Segment Start: Material provided

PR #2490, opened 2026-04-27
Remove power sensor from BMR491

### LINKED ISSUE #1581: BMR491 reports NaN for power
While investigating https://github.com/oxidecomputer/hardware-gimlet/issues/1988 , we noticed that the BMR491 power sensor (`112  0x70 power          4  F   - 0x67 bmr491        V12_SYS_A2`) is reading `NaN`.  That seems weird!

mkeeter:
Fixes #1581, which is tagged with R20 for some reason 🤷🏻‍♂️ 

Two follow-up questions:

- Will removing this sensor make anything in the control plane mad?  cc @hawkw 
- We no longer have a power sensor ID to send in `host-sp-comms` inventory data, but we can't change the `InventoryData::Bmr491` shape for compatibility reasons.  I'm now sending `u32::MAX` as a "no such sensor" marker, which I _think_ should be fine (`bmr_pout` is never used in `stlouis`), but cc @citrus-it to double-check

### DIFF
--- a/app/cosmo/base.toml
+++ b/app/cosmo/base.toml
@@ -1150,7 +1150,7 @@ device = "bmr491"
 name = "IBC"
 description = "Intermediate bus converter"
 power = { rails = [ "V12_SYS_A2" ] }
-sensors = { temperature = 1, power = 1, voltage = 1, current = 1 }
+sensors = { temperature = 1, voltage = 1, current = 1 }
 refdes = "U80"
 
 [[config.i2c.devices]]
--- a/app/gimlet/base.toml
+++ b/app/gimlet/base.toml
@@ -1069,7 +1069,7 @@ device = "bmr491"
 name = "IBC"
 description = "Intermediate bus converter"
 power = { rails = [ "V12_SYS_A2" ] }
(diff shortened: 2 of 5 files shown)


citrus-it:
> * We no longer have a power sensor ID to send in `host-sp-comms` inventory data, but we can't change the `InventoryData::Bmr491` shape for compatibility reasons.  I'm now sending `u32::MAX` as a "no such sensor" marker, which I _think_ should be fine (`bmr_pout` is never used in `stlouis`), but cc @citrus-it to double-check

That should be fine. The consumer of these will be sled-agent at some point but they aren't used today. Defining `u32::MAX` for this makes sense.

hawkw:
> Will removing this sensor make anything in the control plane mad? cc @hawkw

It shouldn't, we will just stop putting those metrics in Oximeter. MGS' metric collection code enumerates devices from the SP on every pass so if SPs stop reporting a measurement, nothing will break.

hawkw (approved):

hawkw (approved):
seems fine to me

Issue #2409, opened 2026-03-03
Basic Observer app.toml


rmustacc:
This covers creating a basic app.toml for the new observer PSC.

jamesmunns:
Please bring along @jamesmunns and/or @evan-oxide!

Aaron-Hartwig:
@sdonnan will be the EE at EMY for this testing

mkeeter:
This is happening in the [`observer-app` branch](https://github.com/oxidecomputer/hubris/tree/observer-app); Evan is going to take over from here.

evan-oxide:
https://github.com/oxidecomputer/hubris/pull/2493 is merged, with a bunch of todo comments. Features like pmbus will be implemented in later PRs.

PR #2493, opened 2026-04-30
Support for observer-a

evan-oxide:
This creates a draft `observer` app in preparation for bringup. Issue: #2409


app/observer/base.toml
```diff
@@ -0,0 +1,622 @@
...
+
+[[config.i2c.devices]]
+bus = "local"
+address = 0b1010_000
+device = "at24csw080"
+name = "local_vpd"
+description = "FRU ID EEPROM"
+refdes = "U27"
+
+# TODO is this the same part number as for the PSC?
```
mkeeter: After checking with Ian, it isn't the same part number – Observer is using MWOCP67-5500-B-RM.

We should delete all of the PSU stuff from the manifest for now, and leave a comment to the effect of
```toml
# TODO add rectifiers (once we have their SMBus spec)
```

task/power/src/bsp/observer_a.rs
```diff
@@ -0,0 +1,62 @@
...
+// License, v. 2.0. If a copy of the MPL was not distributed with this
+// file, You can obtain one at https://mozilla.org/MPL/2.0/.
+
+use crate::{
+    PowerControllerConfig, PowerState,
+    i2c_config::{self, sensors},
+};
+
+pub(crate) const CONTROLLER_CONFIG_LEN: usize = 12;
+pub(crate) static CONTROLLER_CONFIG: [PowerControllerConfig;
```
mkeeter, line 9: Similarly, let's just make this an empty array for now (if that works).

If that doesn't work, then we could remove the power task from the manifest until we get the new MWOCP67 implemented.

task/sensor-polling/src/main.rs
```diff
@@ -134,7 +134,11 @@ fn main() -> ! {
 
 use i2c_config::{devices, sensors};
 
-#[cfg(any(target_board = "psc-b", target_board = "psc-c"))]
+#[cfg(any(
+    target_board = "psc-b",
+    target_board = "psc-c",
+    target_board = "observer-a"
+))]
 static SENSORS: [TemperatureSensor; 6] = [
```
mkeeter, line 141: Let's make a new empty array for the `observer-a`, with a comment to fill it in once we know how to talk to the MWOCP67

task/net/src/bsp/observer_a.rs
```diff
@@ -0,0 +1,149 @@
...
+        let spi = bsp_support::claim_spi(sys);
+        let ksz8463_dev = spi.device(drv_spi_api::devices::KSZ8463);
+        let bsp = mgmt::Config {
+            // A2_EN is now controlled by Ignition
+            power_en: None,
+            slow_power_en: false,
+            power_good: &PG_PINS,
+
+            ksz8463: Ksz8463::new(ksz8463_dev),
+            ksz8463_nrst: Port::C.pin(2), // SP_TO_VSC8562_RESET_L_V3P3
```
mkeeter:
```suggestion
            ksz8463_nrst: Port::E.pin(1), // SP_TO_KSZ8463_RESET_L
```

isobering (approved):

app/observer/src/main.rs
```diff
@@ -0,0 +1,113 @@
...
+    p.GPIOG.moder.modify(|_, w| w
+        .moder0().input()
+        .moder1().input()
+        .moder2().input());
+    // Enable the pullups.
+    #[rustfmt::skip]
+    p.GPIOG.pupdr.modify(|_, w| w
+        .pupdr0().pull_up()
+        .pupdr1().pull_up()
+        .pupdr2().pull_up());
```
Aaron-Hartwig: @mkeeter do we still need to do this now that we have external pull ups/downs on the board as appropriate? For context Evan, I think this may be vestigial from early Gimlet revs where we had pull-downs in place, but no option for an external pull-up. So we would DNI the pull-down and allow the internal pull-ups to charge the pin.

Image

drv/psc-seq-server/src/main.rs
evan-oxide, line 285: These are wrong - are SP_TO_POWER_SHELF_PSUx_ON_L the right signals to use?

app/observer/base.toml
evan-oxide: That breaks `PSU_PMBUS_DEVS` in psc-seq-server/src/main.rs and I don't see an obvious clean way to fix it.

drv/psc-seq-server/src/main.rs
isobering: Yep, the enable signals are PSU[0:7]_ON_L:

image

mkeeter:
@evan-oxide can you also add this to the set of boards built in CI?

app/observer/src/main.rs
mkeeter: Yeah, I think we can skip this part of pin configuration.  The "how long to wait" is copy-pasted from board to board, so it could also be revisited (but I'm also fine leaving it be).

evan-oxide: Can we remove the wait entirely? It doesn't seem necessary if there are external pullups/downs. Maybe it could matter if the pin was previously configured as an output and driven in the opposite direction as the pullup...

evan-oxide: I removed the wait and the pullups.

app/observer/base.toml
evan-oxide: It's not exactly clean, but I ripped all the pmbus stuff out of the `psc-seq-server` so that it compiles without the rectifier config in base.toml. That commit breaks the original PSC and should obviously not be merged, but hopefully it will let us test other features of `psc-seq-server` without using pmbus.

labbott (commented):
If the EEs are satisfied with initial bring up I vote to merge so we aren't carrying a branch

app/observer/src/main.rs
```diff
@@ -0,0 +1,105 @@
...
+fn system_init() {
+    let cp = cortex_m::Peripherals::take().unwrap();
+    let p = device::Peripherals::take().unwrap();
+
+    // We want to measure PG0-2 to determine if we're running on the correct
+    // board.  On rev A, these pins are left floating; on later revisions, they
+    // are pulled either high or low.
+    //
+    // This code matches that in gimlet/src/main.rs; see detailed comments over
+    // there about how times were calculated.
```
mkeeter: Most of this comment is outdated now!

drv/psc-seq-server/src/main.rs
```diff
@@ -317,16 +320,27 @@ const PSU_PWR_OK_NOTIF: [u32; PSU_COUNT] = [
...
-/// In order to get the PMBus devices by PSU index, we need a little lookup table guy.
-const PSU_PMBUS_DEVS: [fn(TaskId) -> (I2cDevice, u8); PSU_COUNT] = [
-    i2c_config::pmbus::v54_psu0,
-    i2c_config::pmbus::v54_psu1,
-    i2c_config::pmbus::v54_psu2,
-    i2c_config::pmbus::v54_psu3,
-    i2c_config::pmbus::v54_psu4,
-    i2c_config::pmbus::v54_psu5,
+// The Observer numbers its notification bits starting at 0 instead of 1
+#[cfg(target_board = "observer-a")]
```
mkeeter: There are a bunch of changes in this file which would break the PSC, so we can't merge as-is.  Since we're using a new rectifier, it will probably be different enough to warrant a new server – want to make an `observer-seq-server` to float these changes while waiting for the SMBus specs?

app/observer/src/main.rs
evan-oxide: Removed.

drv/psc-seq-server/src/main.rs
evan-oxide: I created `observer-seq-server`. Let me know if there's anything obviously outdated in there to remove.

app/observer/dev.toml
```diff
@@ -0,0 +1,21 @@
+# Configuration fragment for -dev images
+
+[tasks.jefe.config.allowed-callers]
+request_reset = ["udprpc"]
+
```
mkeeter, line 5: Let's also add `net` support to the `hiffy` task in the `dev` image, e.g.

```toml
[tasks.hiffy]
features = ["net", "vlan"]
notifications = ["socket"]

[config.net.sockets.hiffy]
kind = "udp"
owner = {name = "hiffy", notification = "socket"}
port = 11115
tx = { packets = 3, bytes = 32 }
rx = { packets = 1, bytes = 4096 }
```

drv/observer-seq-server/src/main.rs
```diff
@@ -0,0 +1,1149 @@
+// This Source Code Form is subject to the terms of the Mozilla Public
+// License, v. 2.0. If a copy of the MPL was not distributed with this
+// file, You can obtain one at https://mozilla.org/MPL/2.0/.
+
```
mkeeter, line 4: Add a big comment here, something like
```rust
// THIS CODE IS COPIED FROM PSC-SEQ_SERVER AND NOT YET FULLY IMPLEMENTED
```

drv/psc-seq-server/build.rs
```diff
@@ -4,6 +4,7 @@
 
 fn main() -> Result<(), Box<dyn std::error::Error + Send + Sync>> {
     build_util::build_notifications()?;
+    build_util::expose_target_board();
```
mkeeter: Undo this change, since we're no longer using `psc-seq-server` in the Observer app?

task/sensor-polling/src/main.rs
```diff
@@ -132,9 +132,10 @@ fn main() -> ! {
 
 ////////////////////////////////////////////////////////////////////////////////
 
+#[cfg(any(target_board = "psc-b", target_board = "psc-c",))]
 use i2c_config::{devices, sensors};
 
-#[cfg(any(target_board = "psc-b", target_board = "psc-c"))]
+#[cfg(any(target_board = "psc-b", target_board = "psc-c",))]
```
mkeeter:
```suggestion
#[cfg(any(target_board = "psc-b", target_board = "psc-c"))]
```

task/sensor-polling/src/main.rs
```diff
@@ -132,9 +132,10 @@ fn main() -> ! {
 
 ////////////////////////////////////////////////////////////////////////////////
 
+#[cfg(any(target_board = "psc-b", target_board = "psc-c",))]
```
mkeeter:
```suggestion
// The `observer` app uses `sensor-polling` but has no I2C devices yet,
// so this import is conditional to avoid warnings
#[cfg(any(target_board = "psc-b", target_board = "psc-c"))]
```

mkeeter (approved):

Segment End: Material provided

### Exercise objective:
Please return a copy of each line in the entries that has the string "bunch".

### Answer section:
https://github.com/oxidecomputer/hubris/pull/2493 is merged, with a bunch of todo comments. Features like pmbus will be implemented in later PRs.
mkeeter: There are a bunch of changes in this file which would break the PSC, so we can't merge as-is.  Since we're using a new rectifier, it will probably be different enough to warrant a new server – want to make an `observer-seq-server` to float these changes while waiting for the SMBus specs?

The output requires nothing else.